## [Task requirements]
Tally the lines in the listing below that include "looks". Answer with the count and nothing more.

○ ○ ○ ○ ○ ○ ○

PR #11939, opened 2022-07-18
Fix background audio setting & mic-only device support

### LINKED ISSUE #11920: User cannot initiate Audio Self Recording if they don't have a webcam
## Bug Description

When someone wants to record an audio file on a computer that does not have a webcam, they get a message that says “Error: Could not initialize recording. Reason: No Camera Found.” [Seen on Windows 11, Chrome, on two machines that do not have web cameras (desktop, laptop w/o webcam)] - Reporter: Sam
Of note: When you do get this error, the buttons below that say “Record Video” and “Take a photo” look to still be enabled, but nothing happens when you click on them.

## Additional Context

- Plugin Version:
- WordPress Version:
- Operating System:
- Browser:

### LINKED ISSUE #11921: Media Recording: Audio is incorrectly inserted on story instead of page
## Bug Description

Inserting an Audio recording defaults to inserting that audio as the background audio for the entire story, which is different from what was expected.

## Expected Behaviour

The self recorded Audio should be inserted into the page only, not the entire story. Users should be able to self-record different audio for each story page.

## Additional Context

- Plugin Version:
- WordPress Version:
- Operating System:
- Browser:

merapi:
## Summary

This PR fixes two issues with Background Audio:
#11921
#11920

Mic-only support:
If you have a device without a built-in camera please test this PR. You can also attach the camera and check edge cases - I did a bunch of testing with or without resetting the permissions at different stages of the process.
The worst thing that can happen is you start a fresh session (after perms reset) and grant audio-only permission and then attach the camera - you will have to reload the page for the camera permission popup.

## Testing Instructions

1. You need a device without a built-in camera.
2. Check if the audio recording works.

## Checklist

---

Fixes #11921
Fixes #11920

### DIFF
--- a/packages/story-editor/src/components/mediaRecording/footer.js
+++ b/packages/story-editor/src/components/mediaRecording/footer.js
@@ -293,9 +293,17 @@ function Footer({ captureImage, videoRef }) {
     actions: { uploadFile },
   } = useUploader();
 
-  const { updateStory } = useStory(({ actions: { updateStory } }) => ({
-    updateStory,
-  }));
+  const { updateCurrentPageProperties, currentPage, setSelectedElementsById } =
+    useStory(
+      ({
+        state: { currentPage },
+        actions: { updateCurrentPageProperties, setSelectedElementsById },
+      }) => ({
+        updateCurrentPageProperties,
+        setSelectedElementsById,
+        currentPage,
+      })
+    );
   const { setHighlights } = useHighlights(({ setHighlights }) => ({
     setHighlights,
   }));
@@ -318,12 +326,18 @@ function Footer({ captureImage, videoRef }) {
       resource: objectPick(resource, Object.keys(BackgroundAudioPropTypeShape)),
     };
 
+    const backgroundElement = currentPage?.elements.find(
+      ({ isBackground }) => isBackground
+    );
+    setSelectedElementsById({ elementIds: [backgroundElement.id] });
     setHighlights({
-      highlight: states.BACKGROUND_AUDIO,
+      highlight: states.PAGE_BACKGROUND_AUDIO,
     });
 
-    updateStory({
-      properties: { backgroundAudio },
+    updateCurrentPageProperties({
+      properties: {
+        backgroundAudio,
+      },
     });
     setIsInserting(false);
     toggleRecordingMode();
@@ -348,7 +362,7 @@ function Footer({ captureImage, videoRef }) {
               ? __('Inserting…', 'web-stories')
               : hasVideo
               ? __('Insert', 'web-stories')
-              : __('Insert background audio', 'web-stories')}
+              : __('Insert page background audio', 'web-stories')}
           </InsertButton>
         </>
       )}
--- a/packages/story-editor/src/components/mediaRecording/footer.js
+++ b/packages/story-editor/src/components/mediaRecording/footer.js
@@ -293,17 +293,23 @@ function Footer({ captureImage, videoRef }) {
     actions: { uploadFile },
   } = useUploader();
 
-  const { updateCurrentPageProperties, currentPage, setSelectedElementsById } =
-    useStory(
-      ({
-        state: { currentPage },
-        actions: { updateCurrentPageProperties, setSelectedElementsById },
-      }) => ({
-        updateCurrentPageProperties,
-        setSelectedElementsById,
-        currentPage,
-      })
-    );
+  const {
+    updateCurrentPageProperties,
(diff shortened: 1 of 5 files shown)


packages/story-editor/src/components/mediaRecording/provider.js
```diff
@@ -143,12 +143,23 @@ function MediaRecordingProvider({ children }) {
     // granted permission, so it's not easy to detect.
     // TODO: Figure out how to retry without microphone if possible.
     mediaStreamConstraints: {
-      audio: audioInput && hasAudio ? { deviceId: audioInput } : true,
-      video: videoInput && hasVideo ? { deviceId: videoInput } : true,
+      audio: hasAudio ? (audioInput ? { deviceId: audioInput } : true) : false,
+      video: hasVideo ? (videoInput ? { deviceId: videoInput } : true) : false,
```
merapi, line 147: For the mic-only device we need to request a device with `video: false` - we do that when one of the errors occurs.

spacedmonkey (approved):
Seems to work well.

packages/story-editor/src/components/mediaRecording/footer.js
```diff
@@ -318,12 +326,18 @@ function Footer({ captureImage, videoRef }) {
       resource: objectPick(resource, Object.keys(BackgroundAudioPropTypeShape)),
     };
 
+    const backgroundElement = currentPage?.elements.find(
+      ({ isBackground }) => isBackground
+    );
```
swissspidy: Let's move this to the `useStory` selector so that it already returns the `backgroundElementId` directly and not just the whole `currentPage` object

packages/story-editor/src/components/mediaRecording/provider.js
```diff
@@ -143,12 +143,23 @@ function MediaRecordingProvider({ children }) {
...
     },
     onStop,
   });
 
+  useEffect(() => {
+    if (
+      error?.name === 'NotFoundError' ||
+      error?.name === 'NotReadableError' ||
+      error?.name === 'OverConstrainedError'
```
swissspidy, line 156: IIRC in some browsers this error can occur even when the user has not yet granted permission, so I hope this does not cause any issue in some edge cases. Just noting it here for visibility.

swissspidy (commented):
Unfortunately I don't think I have a way to test this, but the change looks reasonable.

Just one nit

packages/story-editor/src/components/mediaRecording/footer.js
merapi: https://github.com/GoogleForCreators/web-stories-wp/pull/11939/commits/5beefd2fd0cd2be00e0c81c05f23fdf2579f4a8a

merapi:
This is what it looks like when you don't have a camera, only a mic (tested on W10 Edge/FF/Opera).
`NotFoundError` is thrown because it cannot find a device with `video/audio=true` then we set `hasVideo=false` so it requsts `video=false, audio=true` device and we display Audio Recording UI.

While the message is correct (No camera found) maybe we can add something about the audio-only option if they grant mic permissions?

image

packages/story-editor/src/components/mediaRecording/provider.js
merapi: I haven't seen it anywhere, for me, it always looks like this:
https://github.com/GoogleForCreators/web-stories-wp/pull/11939#issuecomment-1188305242

packages/story-editor/src/components/mediaRecording/provider.js
```diff
@@ -143,12 +143,23 @@ function MediaRecordingProvider({ children }) {
...
+    ) {
+      setHasVideo(false);
```
miina, line 158: Q: Should this influence the "Enable Video" quick-action as well? Can't test it unfortunately but looks like the button would still allow turning video on again (even though I suppose it'd give the error again and thus basically do nothing). Thoughts?

miina (approved):
LGTM! Also tried it out by setting the error in code directly, seems to work well like that.

packages/story-editor/src/components/mediaRecording/provider.js
merapi: In the next line we do `setVideoInput(null);` which hides the enable/disable video icon.

felipebochehin87:
Audio is added only to the page that is selected. If I clone this page, audio is cloned. If I add a new page, no audio is added to it. And if I have multiple pages and I record an audio, only the selected page has the audio linked to it.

○ ○ ○ ○ ○ ○ ○

## [Response to the exercise]
4